# Babies!!!!!



## Brittyboo (Feb 14, 2015)

...well hopefully  About a week and a half ago I finally managed to get my hands on some male Red Cherry Shrimp and 2 of my females are already holding eggs :grin2: Just had to share my excitement :nerd:


----------



## NickAu (Sep 28, 2015)

Hi

What sort of filter do you have? Baby shrimp are tiny and unless you have the intake covered by something like a bit of pantyhose they will get sucked up into the filter.


----------



## FishyBets (Jan 4, 2016)

Sponge filters are also good; no matter the size of the tank.


----------



## MysticSky22301 (Apr 16, 2016)

I've never had a problem with my baby shrimp getting sucked into the filter ( that I've noticed) I keep my plants on the opposite side of the tank I used to have DOZENS of them until we moved the first time, and the city water was horrible.
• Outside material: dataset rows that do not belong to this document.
Issue #1100, opened 2025-07-22
Prefix matching under specified


wilaw:
The current draft states:

> Prefix matching is used to determine which publishers receive a SUBSCRIBE or which subscribers receive a PUBLISH. For example, a SUBSCRIBE namespace=(foo,bar), track=x message will be forwarded to the sessions that sent ANNOUNCE namespace=(foo) and ANNOUNCE namespace=(foo, bar) respectively, but not one that sent ANNOUNCE namespace=(foobar).

This does not indicate if a match can be achieved where the prefix is not a contiguous tuple field . This seems to be an assumption of the draft but it is not explicitly stated.  Traditional prefix matching allows a left-side match but has no requirement that what is being matched is a complete tuple field. 

For example, if there is an ANNOUNCE namespace=(firstfield,secondfield), then do the following subscriptions match?

SUBSCRIBE namespace=(firstfield)
SUBSCRIBE namespace=(first)
SUBSCRIBE namespace=(firstfield,second)
SUBSCRIBE namespace=(first,second)
SUBSCRIBE namespace=(f,s)

When we say "prefix matching" do we instead mean that there must be an "exact match" for each tuple field, starting from the left?

sharmafb:
I would assume that it means that there must be an "exact match" for each tuple field, starting from the 0th element.

PR #1116, opened 2025-07-27
Explain Namespace Prefix Matching in more detail

afrind:
Fixes: #1100

### DIFF
--- a/draft-ietf-moq-transport.md
+++ b/draft-ietf-moq-transport.md
@@ -1205,22 +1205,24 @@ sends a PUBLISH_NAMESPACE_DONE. A subscriber indicates it will no longer
 subcribe to tracks in a namespace it previously responded PUBLISH_NAMESPACE_OK
 to by sending a PUBLISH_NAMESPACE_CANCEL.
 
-A Relay manages sessions from multiple publishers and subscribers, connecting
-them based on the Track Namespace or Full Track Name.  The Full Track Name in
-SUBSCRIBE is matched exactly against existing upstream subscriptions.
+A Relay connects publishers and subscribers by managing sessions based on the
+Track Namespace or Full Track Name. When a SUBSCRIBE message is sent, its Full
+Track Name is matched exactly against existing upstream subscriptions.
 
-Namespace Prefix Matching is further used to determine which publishers receive
-a SUBSCRIBE and which subscribers receive a PUBLISH.  In Namespace Prefix
-Matching, the Track Namespace tuple fields are matched from 1 to 32, with each
-tuple field requiring an exact match.  If a session's published or subscribed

I started with 12 and ended up. 30+


----------



## Brittyboo (Feb 14, 2015)

It's a little 3 stage filter that's built into the back of the tank - I've had the intakes covered with filter foam blocks since the tank's been set up


----------



## NickAu (Sep 28, 2015)

Brittyboo said:


> It's a little 3 stage filter that's built into the back of the tank - I've had the intakes covered with filter foam blocks since the tank's been set up


Well done, I always find baby shrimp in my canister filter.


----------



## kitkat67 (Mar 10, 2015)

How cool! I wanted to breed shrimpies but I got into snails. Good luck!


----------